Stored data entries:
PR #2962, opened 2025-02-10
Move statistics to monitors/stats

domenukk:
It's very closely related to monitors, and we rarely introduce top level modules.


domenukk:
@Evian-Zhang I've moved the stats under ./monitors to group it to where it'll be commonly used

Evian-Zhang:
Ok. It makes sense to me.

PR #2963, opened 2025-02-11
Change combine_monitors macro to be tuple_list of Monitors

domenukk:
CC @Evian-Zhang


Evian-Zhang:
Great work! It looks fine to me.

PR #889, opened 2023-03-09
Add conformances test that verify that the Client works in Isolates

brianquinlan:


pkgs/http_client_conformance_tests/lib/src/isolate_test.dart
```diff
@@ -0,0 +1,52 @@
+// Copyright (c) 2023, the Dart project authors.  Please see the AUTHORS file
+// for details. All rights reserved. Use of this source code is governed by a
+// BSD-style license that can be found in the LICENSE file.
+
+import 'dart:isolate';
```
natebosch, line 5: Does this import break test compatibility on the web? I would expect to need conditional imports for this.

natebosch: Apparently we don't block the import when we compile in the test runner, but we will block the import in google3 and with `build_web_compilers`.

I think we should fix that, but probably can't until we are ready for a major version bump. https://github.com/dart-lang/test/issues/1968

brianquinlan: Fixed.

natebosch (approved):

Issue #916, opened 2023-05-01
Support web sockets


brianquinlan:
See https://github.com/dart-lang/sdk/issues/41376#issuecomment-1525036848

PR #921, opened 2023-05-03
Support the NSURLSession WebSocket API

brianquinlan:
First step in fixing https://github.com/dart-lang/http/issues/916

### DIFF
--- a/pkgs/cupertino_http/lib/src/cupertino_api.dart
+++ b/pkgs/cupertino_http/lib/src/cupertino_api.dart
@@ -501,27 +501,44 @@ enum URLSessionTaskState {
   urlSessionTaskStateCompleted,
 }
 
-/// A WebSocket
+/// A WebSocket message.
 ///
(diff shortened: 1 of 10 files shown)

* **Your goal**: Return the records in their entirety. Keep every character as it is.

* **Solution for this problem**:
PR #2962, opened 2025-02-10
Move statistics to monitors/stats

domenukk:
It's very closely related to monitors, and we rarely introduce top level modules.


domenukk:
@Evian-Zhang I've moved the stats under ./monitors to group it to where it'll be commonly used

Evian-Zhang:
Ok. It makes sense to me.

PR #2963, opened 2025-02-11
Change combine_monitors macro to be tuple_list of Monitors

domenukk:
CC @Evian-Zhang


Evian-Zhang:
Great work! It looks fine to me.

PR #889, opened 2023-03-09
Add conformances test that verify that the Client works in Isolates

brianquinlan:


pkgs/http_client_conformance_tests/lib/src/isolate_test.dart
```diff
@@ -0,0 +1,52 @@
+// Copyright (c) 2023, the Dart project authors.  Please see the AUTHORS file
+// for details. All rights reserved. Use of this source code is governed by a
+// BSD-style license that can be found in the LICENSE file.
+
+import 'dart:isolate';
```
natebosch, line 5: Does this import break test compatibility on the web? I would expect to need conditional imports for this.

natebosch: Apparently we don't block the import when we compile in the test runner, but we will block the import in google3 and with `build_web_compilers`.

I think we should fix that, but probably can't until we are ready for a major version bump. https://github.com/dart-lang/test/issues/1968

brianquinlan: Fixed.

natebosch (approved):

Issue #916, opened 2023-05-01
Support web sockets


brianquinlan:
See https://github.com/dart-lang/sdk/issues/41376#issuecomment-1525036848

PR #921, opened 2023-05-03
Support the NSURLSession WebSocket API

brianquinlan:
First step in fixing https://github.com/dart-lang/http/issues/916

### DIFF
--- a/pkgs/cupertino_http/lib/src/cupertino_api.dart
+++ b/pkgs/cupertino_http/lib/src/cupertino_api.dart
@@ -501,27 +501,44 @@ enum URLSessionTaskState {
   urlSessionTaskStateCompleted,
 }
 
-/// A WebSocket
+/// A WebSocket message.
 ///
(diff shortened: 1 of 10 files shown)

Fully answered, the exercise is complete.